Try it: In the entries below, find the line with "watchdog kill class." and the line with "Live runtime evidence". Return those two lines and all lines between them, exactly.

Data provided:
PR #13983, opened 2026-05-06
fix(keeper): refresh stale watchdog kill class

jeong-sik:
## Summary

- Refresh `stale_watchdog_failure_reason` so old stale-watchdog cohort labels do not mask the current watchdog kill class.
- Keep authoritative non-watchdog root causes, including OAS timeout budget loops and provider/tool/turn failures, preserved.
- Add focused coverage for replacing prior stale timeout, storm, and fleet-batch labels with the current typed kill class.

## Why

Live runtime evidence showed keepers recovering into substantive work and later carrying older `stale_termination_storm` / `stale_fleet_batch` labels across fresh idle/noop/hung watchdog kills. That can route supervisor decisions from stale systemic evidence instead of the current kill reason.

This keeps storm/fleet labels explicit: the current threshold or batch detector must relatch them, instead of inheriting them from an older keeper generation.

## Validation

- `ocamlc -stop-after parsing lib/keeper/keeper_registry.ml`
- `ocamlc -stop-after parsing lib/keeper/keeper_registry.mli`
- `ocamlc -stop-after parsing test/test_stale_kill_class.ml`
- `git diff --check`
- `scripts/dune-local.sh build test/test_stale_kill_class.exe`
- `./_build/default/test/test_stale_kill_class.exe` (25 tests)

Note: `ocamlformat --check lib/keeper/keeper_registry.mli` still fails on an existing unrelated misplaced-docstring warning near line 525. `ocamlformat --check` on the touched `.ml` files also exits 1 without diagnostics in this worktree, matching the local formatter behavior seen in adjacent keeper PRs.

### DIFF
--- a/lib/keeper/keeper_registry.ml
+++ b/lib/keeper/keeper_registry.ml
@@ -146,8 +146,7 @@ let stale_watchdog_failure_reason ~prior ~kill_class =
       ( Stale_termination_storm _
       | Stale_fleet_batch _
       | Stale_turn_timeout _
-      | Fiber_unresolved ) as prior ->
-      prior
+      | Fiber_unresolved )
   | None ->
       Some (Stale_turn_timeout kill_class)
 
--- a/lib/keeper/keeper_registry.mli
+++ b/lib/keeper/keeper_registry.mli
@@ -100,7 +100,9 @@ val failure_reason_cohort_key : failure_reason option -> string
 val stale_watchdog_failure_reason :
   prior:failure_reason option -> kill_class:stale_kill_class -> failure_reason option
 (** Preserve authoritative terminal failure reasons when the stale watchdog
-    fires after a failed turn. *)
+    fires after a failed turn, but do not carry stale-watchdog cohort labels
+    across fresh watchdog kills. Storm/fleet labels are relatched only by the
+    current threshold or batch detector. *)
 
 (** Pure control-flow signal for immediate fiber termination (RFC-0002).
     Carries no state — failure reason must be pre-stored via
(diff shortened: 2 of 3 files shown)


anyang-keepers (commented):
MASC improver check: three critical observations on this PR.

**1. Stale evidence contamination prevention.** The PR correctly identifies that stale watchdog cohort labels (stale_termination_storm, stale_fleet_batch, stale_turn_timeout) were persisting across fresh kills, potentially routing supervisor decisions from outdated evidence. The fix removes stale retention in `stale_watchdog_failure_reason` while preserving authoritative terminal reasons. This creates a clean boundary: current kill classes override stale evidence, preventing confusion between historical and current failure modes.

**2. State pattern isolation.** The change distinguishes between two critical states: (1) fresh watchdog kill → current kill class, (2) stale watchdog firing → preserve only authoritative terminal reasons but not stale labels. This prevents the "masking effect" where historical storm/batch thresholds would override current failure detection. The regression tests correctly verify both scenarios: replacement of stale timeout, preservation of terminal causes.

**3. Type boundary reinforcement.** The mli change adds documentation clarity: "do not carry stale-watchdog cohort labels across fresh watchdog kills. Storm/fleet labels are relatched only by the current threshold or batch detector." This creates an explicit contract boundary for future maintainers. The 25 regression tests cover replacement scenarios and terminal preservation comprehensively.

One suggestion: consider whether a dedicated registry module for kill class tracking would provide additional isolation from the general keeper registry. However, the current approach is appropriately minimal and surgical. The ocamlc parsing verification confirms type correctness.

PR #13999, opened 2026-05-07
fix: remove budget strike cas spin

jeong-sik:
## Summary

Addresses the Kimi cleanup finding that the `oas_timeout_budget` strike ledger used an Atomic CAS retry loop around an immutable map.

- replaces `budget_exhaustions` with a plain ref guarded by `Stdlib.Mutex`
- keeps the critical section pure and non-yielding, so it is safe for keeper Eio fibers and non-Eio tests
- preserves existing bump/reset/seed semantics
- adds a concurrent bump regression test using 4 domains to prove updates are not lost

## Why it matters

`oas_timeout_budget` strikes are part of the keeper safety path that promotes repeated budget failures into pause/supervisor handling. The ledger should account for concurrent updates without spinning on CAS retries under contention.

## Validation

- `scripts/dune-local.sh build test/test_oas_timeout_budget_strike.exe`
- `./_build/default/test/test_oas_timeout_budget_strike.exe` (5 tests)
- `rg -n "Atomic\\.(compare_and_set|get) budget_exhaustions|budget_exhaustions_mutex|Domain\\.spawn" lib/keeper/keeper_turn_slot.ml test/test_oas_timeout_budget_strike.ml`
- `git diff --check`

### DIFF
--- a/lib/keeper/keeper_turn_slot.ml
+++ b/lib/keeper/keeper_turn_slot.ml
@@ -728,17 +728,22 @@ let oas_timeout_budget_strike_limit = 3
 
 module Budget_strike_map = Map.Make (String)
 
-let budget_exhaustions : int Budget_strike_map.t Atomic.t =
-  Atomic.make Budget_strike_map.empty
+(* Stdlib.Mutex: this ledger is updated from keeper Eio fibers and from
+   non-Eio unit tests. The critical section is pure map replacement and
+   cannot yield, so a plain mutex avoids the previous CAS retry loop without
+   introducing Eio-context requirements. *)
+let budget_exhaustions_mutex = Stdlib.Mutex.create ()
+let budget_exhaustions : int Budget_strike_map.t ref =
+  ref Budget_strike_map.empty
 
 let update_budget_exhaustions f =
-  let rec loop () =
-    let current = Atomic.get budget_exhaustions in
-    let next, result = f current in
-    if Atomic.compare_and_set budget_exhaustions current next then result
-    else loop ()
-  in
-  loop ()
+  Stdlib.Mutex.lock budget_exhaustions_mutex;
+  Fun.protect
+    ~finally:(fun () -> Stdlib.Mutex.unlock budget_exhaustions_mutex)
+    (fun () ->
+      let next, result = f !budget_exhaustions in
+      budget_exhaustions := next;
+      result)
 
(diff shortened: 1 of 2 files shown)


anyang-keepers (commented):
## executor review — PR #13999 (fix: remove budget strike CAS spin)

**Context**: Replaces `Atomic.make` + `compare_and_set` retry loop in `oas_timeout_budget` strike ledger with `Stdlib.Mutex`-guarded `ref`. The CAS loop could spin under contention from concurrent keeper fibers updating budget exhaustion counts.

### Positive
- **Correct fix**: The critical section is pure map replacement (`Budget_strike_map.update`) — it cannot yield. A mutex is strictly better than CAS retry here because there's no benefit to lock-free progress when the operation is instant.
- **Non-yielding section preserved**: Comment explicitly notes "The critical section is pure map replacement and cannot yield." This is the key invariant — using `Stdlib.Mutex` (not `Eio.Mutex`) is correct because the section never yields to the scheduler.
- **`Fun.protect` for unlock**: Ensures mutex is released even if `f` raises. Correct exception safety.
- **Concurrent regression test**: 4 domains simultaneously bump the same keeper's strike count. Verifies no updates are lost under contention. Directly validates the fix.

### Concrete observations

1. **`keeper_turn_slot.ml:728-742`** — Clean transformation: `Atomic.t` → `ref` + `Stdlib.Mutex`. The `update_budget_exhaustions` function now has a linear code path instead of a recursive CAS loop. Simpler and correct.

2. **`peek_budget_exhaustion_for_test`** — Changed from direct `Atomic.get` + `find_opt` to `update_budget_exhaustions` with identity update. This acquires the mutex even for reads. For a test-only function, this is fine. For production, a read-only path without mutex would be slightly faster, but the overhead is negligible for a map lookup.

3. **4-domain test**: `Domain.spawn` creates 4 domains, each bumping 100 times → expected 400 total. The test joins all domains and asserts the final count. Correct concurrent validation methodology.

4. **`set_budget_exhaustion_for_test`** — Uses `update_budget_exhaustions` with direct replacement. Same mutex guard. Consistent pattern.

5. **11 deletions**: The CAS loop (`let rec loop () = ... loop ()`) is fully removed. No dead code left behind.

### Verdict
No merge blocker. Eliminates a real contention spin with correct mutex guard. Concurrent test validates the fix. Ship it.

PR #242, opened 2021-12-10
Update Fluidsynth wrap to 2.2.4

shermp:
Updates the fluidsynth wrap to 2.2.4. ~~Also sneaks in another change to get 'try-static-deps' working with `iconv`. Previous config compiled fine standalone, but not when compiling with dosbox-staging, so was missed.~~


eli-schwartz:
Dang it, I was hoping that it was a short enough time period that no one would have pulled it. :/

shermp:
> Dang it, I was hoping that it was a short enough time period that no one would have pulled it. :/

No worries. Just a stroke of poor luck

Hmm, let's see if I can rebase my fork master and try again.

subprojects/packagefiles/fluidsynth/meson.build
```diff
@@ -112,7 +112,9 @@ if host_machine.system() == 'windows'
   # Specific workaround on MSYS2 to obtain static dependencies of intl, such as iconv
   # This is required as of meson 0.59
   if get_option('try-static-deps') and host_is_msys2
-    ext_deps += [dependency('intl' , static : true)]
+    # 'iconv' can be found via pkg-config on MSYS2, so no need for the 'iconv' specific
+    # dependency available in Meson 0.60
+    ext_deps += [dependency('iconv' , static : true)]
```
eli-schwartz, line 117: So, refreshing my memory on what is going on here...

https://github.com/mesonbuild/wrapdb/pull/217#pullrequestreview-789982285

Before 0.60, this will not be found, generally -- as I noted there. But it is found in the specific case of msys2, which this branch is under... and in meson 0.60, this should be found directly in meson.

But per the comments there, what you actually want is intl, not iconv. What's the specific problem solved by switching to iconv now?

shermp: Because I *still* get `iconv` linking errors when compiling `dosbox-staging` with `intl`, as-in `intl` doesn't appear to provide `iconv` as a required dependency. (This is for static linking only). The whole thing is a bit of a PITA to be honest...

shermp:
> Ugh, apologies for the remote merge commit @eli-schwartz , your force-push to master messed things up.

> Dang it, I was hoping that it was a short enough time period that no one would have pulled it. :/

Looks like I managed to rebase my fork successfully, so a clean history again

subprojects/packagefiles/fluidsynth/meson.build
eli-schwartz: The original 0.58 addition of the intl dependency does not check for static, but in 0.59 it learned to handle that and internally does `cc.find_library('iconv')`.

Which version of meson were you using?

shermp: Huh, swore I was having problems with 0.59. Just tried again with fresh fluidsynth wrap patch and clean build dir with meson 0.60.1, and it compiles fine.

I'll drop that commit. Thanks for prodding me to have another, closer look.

Reply:
- Refresh `stale_watchdog_failure_reason` so old stale-watchdog cohort labels do not mask the current watchdog kill class.
- Keep authoritative non-watchdog root causes, including OAS timeout budget loops and provider/tool/turn failures, preserved.
- Add focused coverage for replacing prior stale timeout, storm, and fleet-batch labels with the current typed kill class.

## Why

Live runtime evidence showed keepers recovering into substantive work and later carrying older `stale_termination_storm` / `stale_fleet_batch` labels across fresh idle/noop/hung watchdog kills. That can route supervisor decisions from stale systemic evidence instead of the current kill reason.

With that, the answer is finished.